If you encounter any issues when setting up resources, you can use the method coiled.get_notifications() to have more visibility into this process. You might also be interested in reading our Troubleshooting guide.

See also

You might be interested in reading the tutorial on How to limit Coiled’s access to your AWS resources.

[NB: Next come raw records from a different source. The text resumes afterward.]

PR #729, opened 2026-09-20
fix(api)!: represent multi-graders as named grader maps

markstuart-oai:
## Summary

Changes multi-grader inputs to keyed collections of graders.

## Changes

- Use dictionary keys as variables in multi-grader formulas.

## Migration and validation

Pass a named grader hash, for example `graders: {quality: grader}`, and refer to the same key in `calculate_output: "quality"`. The single-value union is now `MultiGrader::Grader` (previously `MultiGrader::Graders`); its RBS alias likewise changes from `graders` to `grader`.

Pre-publication validation of this updated candidate passed the complete Ruby 3.3, 3.4 and 4.0 suites, Bedrock tests, lint, RBI/RBS checks and package build. A local full-import consumer passed 26 assertions, including all five grader variants, typed round trips and three captured SDK requests; existing session-reset controls passed 16 assertions. No live API calls or package releases were made.

The committed regression tests cover both string and symbol dictionary keys, all five typed values, round trips, exact Run/Validate request envelopes, and invalid flat/array controls. They pass 3 tests / 27 assertions on this candidate and fail against the unchanged public baseline. Formatting, focused lint, Sorbet and RBS checks pass locally.

Public CI passed Ruby 3.3/3.4/4.0, Bedrock, lint, RBI/RBS validation and packaging checks, including the new named-map regression tests.


dpiet-oai (approved):

dpiet-oai (approved):

jbeckwith-oai (changes requested):
not as a breaking change, nah

markstuart-oai:
In response to [the nonbreaking-release review](https://github.com/openai/openai-ruby/pull/729#pullrequestreview-5274230859):

Agreed — this should not ship as a breaking release. The current diff really does remove `MultiGrader::Graders` (including its RBI/RBS types) and replace the single-grader field contract with a named map, so just removing `!` from the title would hide an incompatibility.

I’m keeping this PR in draft with your change request outstanding. It needs an additive compatibility revision that retains the existing public names and legacy input behavior while supporting correctly named grader maps, plus regression coverage for both paths. The old flat payload must not be silently given an invented grader name or represented as an API-valid request. No compatibility fix or release is claimed yet.

PR #657, opened 2022-02-07
use upstream k8s version lib

n3wscott:
#### Summary

Use the upsteam k8s version lib. See https://github.com/kubernetes-sigs/release-utils/pull/31 https://github.com/kubernetes-sigs/release-utils/pull/29 https://github.com/kubernetes-sigs/release-utils/pull/28

Note: there is a change around the pproc flag, if the flag is provided, the server will host the pproc endpoints. This use to be guarded by the lack of ldflags setting gitVersion. (though, would have had a bug if someone installed the server via `go install` or `go get`)

#### Ticket Link

See https://github.com/kubernetes-sigs/release-utils/issues/23

#### Release Note
```release-note
pproc flag use to be ignored for production builds, no longer ignored.
```


lukehinds:
What's the advantage of using the upstream version , is the current implementation lacking somehow?

edit: my main concern here is we are pulling in quite a few new deps, for what is more of a cosmetic change (iirc?)

n3wscott:
Deleting code and using a common lib to do the same thing. The main issue is this code is duplicated around the cloud native landscape about 300 times so we are working to centralize it. See also https://github.com/sigstore/cosign/pull/1413

edit: the new deps in .sum file are not added to the binary. There is only two new deps: the ascii text and the upstream k8s lib. The rest are just in the module at other paths.

bobcallaway (approved):

lukehinds (approved):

You might be interested in reading the tutorial on Managing resources created by Coiled.

Backend options

There are several AWS-specific options that you can specify (listed below) to customize Coiled’s behavior. Additionally, the next section contains an example of how to configure these options in practice.

Name

Description

Default

region

AWS region to create resources in

us-east-1

spot

Whether or not to use spot instances for cluster workers

True

The currently supported AWS regions are:

  • us-east-1

  • us-east-2

  • us-west-1

  • us-west-2

  • ap-southeast-1

  • ca-central-1

  • ap-northeast-1

  • ap-northeast-2

  • ap-south-1

  • ap-southeast-1

  • ap-southeast-2

  • eu-central-1

  • eu-north-1

  • eu-west-1

  • eu-west-2

  • eu-west-3

  • sa-east-1

Note

Coiled will choose the us-east-1 region by default if you don’t wish to use this region, you should provide a different region.

Example

You can specify backend options directly in Python:

import coiled

cluster = coiled.Cluster(backend_options={"region": "us-west-1"})

Or save them to your Coiled configuration file:

# ~/.config/dask/coiled.yaml

coiled:
  backend-options:
    region: us-west-1

to have them used as the default value for the backend_options= keyword:

import coiled

cluster = coiled.Cluster()

GPU support

This backend allows you to run computations with GPU-enabled machines if your account has access to GPUs. See the GPU best practices documentation for more information on using GPUs with this backend.

Workers currently have access to a single GPU, if you try to create a cluster with more than one GPU, the cluster will not start, and an error will be returned.